— WORK ITEM —
Read each of the lines below and tally those with "uses"; the tally is the whole answer.

Stored records

____

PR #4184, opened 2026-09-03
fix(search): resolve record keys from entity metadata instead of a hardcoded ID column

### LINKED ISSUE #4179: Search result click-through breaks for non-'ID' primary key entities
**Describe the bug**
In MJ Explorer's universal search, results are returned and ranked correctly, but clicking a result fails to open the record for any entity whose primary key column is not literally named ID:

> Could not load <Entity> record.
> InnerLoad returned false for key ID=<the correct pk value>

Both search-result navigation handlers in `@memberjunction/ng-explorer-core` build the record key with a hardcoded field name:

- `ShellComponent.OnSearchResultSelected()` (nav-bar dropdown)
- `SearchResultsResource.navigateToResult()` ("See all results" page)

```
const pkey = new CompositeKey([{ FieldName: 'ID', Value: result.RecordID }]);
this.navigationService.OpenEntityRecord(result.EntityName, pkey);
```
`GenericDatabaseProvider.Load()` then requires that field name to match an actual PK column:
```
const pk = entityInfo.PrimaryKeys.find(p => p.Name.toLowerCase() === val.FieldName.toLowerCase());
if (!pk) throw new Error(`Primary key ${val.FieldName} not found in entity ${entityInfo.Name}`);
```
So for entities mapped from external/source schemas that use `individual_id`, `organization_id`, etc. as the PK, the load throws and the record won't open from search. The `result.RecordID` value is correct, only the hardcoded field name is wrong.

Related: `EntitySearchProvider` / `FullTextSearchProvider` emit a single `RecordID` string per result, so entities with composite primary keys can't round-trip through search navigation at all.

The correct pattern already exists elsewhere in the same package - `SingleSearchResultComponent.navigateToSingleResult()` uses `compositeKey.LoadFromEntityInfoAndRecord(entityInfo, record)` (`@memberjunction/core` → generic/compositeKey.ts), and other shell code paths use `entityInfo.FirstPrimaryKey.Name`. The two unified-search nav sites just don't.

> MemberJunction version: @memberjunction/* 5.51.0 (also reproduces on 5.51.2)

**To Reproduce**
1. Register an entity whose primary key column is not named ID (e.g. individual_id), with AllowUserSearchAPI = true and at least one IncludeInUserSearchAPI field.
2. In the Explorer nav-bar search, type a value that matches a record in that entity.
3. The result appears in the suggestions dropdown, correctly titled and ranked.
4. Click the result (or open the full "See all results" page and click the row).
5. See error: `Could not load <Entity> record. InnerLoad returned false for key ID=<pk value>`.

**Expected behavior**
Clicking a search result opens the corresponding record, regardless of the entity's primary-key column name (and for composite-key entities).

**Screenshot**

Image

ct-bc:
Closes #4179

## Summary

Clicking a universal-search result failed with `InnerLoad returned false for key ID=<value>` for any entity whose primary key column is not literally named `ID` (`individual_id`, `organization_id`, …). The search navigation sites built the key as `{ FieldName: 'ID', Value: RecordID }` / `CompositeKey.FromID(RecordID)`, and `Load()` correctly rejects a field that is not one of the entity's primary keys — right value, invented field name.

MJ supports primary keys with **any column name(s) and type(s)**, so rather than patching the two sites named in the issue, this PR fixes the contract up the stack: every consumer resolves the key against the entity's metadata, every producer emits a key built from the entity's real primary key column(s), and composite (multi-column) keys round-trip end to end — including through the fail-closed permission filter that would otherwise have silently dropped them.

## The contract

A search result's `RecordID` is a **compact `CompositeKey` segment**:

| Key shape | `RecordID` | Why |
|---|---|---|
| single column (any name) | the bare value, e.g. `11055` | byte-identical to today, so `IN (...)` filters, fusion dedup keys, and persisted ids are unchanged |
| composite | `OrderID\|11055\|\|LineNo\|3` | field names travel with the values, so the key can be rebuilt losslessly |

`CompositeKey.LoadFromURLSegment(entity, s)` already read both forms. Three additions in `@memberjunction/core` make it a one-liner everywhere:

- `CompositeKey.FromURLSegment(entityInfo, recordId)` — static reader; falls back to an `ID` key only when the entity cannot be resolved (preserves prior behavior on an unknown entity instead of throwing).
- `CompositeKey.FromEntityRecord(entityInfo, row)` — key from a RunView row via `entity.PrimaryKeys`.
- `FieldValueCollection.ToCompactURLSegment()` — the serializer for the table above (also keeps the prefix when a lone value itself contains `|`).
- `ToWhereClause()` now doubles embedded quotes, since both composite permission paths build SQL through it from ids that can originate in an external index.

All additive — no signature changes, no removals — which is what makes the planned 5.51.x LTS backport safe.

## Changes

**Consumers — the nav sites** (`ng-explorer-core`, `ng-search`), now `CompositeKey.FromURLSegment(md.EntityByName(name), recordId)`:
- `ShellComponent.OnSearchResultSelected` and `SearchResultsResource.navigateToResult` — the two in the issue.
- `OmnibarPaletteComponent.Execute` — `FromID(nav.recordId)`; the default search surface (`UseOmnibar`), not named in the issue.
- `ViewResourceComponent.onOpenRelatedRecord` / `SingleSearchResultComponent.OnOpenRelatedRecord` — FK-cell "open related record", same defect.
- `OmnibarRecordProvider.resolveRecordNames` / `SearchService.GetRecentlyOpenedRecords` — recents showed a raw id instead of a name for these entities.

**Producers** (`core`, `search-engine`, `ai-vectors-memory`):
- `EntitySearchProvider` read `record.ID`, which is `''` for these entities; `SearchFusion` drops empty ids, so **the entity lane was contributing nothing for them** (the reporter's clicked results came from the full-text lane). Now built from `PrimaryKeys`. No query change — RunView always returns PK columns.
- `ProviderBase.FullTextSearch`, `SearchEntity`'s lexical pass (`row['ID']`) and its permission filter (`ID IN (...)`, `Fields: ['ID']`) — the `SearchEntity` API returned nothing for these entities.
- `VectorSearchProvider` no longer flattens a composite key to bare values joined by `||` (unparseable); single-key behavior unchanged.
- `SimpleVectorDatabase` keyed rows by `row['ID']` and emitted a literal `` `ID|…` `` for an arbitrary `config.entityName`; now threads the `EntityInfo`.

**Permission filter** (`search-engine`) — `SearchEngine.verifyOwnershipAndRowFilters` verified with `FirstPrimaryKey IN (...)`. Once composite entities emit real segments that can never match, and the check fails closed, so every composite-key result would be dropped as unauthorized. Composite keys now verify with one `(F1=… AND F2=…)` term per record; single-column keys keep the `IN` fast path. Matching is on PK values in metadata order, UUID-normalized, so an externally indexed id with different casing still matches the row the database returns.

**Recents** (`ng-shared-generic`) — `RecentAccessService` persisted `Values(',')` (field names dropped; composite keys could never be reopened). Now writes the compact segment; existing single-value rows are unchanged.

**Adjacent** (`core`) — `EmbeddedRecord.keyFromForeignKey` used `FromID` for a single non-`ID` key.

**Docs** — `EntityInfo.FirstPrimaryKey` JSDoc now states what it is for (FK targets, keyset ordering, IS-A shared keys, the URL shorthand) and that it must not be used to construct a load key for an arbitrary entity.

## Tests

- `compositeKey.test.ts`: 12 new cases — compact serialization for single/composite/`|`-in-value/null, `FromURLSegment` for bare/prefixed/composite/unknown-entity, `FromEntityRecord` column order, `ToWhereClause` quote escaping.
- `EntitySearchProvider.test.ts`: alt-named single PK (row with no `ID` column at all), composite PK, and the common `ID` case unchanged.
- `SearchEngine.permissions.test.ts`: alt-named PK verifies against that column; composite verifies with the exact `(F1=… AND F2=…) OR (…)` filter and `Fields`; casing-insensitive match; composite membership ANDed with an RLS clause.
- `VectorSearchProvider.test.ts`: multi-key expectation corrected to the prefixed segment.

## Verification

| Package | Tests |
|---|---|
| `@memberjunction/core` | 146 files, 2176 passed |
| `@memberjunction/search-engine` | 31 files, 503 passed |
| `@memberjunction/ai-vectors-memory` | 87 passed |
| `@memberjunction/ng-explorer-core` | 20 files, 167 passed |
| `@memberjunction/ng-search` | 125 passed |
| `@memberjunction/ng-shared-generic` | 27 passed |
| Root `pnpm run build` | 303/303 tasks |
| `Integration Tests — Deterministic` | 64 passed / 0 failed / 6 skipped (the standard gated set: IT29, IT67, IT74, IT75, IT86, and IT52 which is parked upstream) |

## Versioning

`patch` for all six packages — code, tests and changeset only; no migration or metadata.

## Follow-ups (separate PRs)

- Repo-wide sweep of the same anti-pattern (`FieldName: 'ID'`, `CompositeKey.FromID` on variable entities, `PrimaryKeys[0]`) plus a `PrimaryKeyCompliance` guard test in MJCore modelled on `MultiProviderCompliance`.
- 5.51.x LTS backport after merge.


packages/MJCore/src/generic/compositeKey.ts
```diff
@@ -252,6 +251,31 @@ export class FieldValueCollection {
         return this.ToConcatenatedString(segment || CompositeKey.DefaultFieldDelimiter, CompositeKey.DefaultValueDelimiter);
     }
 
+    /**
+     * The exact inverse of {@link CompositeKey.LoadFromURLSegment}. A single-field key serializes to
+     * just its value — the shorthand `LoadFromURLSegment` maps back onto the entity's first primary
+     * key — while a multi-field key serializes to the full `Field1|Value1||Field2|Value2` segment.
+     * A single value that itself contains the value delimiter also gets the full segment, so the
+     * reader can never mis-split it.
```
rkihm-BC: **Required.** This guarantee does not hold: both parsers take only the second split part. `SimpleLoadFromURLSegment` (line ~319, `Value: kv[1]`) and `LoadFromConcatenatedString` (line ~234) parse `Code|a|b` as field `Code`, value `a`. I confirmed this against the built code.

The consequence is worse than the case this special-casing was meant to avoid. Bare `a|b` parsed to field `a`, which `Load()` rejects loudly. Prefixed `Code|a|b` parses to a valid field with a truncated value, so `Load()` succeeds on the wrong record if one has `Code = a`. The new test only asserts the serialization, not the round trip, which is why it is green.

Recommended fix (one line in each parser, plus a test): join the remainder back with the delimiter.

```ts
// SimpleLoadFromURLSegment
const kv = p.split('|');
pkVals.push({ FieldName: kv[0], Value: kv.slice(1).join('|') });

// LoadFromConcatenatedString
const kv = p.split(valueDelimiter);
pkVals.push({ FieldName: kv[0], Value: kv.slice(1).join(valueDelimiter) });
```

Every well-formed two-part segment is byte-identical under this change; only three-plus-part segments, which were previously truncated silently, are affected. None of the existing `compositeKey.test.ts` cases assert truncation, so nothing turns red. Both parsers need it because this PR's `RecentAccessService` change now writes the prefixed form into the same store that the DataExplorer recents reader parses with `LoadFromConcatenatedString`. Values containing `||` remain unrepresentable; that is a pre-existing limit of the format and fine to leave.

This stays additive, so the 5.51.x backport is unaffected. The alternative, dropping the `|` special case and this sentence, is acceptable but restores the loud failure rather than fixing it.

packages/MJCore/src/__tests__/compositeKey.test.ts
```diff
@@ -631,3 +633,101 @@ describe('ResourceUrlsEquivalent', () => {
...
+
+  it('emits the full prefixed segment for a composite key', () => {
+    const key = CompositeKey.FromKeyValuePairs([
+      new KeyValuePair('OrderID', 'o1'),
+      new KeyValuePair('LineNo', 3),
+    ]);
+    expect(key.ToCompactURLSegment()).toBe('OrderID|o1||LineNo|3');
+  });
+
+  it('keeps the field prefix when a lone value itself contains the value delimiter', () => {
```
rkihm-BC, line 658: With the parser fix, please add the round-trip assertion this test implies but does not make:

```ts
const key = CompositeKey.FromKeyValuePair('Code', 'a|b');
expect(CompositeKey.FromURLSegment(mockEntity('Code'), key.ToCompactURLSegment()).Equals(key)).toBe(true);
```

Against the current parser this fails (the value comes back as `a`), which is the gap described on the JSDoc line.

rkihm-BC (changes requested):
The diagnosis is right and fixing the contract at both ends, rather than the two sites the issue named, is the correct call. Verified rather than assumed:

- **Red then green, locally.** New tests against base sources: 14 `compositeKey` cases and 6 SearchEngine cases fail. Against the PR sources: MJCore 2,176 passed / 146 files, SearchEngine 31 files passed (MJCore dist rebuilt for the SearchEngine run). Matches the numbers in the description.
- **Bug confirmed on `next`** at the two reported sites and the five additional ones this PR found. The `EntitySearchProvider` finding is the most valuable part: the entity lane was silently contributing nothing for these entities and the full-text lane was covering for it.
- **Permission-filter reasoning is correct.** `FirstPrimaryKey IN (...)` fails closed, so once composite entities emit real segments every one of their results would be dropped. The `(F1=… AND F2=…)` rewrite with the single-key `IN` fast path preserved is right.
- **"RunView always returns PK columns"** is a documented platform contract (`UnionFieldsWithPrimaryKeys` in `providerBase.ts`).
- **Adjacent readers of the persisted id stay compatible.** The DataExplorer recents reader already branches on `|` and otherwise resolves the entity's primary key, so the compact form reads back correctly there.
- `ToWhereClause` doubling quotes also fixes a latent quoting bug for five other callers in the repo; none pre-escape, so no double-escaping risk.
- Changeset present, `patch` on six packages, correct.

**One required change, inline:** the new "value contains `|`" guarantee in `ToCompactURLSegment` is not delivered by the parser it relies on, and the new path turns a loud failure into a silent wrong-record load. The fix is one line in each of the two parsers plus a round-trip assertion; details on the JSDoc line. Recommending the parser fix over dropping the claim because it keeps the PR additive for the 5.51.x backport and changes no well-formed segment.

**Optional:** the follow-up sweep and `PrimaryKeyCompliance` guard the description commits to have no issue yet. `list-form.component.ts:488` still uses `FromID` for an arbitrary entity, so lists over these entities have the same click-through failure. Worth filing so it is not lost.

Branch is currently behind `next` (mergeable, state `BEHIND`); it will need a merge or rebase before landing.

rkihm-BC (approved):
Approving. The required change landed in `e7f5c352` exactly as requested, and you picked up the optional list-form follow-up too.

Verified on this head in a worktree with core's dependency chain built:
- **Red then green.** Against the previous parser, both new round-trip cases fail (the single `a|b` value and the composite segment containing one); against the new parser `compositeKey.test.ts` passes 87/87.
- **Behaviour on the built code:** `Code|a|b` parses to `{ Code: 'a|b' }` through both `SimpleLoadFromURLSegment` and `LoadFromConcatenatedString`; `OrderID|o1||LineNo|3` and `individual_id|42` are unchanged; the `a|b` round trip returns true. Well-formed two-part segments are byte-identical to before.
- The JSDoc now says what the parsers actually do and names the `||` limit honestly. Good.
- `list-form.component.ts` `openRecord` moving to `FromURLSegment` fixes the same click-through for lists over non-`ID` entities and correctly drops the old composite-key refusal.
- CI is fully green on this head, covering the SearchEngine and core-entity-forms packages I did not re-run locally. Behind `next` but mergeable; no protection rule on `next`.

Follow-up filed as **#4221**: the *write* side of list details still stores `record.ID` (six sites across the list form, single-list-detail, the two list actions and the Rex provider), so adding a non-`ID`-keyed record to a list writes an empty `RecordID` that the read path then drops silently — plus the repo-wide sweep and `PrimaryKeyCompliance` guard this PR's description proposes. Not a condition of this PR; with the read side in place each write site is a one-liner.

____

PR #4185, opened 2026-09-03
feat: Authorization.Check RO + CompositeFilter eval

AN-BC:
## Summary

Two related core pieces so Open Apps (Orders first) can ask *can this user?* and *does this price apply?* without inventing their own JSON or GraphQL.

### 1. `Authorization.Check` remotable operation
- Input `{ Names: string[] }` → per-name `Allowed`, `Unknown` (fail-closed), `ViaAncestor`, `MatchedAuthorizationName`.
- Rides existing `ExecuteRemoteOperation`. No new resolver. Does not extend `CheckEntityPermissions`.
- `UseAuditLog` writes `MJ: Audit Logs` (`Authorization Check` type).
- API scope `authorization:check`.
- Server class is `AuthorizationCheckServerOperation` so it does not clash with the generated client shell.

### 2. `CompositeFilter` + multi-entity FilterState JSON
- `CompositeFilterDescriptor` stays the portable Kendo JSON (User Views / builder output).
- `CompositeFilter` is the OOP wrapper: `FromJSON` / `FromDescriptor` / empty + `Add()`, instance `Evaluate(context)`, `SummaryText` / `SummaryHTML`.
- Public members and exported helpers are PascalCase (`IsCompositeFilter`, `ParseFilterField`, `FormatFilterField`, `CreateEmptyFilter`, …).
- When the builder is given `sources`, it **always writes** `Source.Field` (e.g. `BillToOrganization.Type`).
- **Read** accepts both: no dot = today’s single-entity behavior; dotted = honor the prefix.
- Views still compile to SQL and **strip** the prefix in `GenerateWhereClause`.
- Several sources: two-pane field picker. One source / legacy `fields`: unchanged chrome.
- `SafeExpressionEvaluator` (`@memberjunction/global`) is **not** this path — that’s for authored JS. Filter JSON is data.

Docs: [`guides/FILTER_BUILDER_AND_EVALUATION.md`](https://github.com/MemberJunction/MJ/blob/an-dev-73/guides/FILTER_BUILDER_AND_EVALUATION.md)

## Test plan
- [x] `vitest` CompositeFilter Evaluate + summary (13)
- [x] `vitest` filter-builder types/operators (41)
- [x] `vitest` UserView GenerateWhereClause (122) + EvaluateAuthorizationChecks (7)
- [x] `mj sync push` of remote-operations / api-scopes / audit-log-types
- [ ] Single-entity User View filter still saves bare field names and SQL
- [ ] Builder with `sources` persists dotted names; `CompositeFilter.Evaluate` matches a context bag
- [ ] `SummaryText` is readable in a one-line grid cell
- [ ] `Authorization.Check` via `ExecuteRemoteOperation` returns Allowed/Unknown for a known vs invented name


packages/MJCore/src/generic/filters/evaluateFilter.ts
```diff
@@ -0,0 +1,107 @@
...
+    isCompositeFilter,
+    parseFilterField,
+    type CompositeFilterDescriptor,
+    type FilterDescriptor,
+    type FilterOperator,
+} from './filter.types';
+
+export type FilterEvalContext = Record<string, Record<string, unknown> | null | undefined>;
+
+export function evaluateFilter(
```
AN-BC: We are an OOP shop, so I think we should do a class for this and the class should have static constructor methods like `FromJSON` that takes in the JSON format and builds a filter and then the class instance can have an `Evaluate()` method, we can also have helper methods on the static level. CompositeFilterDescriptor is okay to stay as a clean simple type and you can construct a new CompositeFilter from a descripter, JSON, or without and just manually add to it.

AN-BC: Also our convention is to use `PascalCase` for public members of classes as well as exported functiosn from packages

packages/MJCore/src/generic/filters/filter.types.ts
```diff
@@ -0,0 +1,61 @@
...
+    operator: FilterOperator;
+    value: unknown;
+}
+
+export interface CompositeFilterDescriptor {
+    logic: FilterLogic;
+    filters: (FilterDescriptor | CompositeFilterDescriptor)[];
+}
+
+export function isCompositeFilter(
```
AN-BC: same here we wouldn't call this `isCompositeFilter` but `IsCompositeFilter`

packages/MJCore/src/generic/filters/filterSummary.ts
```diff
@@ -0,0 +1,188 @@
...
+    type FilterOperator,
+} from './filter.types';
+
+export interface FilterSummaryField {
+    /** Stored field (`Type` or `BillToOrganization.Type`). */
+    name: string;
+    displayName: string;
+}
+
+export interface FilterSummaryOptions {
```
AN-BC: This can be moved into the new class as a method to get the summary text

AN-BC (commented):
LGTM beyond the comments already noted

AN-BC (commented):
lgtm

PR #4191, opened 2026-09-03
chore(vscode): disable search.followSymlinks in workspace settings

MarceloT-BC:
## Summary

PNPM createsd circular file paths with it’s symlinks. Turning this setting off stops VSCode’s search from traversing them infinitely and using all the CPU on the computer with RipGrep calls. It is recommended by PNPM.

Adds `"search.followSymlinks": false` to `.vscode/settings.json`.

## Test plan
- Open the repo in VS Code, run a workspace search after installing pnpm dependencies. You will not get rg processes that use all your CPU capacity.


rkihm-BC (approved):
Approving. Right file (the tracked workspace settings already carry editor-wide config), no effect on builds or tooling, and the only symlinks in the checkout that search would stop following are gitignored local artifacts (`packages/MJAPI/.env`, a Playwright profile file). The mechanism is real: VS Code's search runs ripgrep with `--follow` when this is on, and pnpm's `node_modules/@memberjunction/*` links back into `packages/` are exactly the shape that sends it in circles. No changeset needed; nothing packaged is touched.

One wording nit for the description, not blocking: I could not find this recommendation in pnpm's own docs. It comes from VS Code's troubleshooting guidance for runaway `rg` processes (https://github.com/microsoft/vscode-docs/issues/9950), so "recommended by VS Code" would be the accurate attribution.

____

— TASK RESULT —
2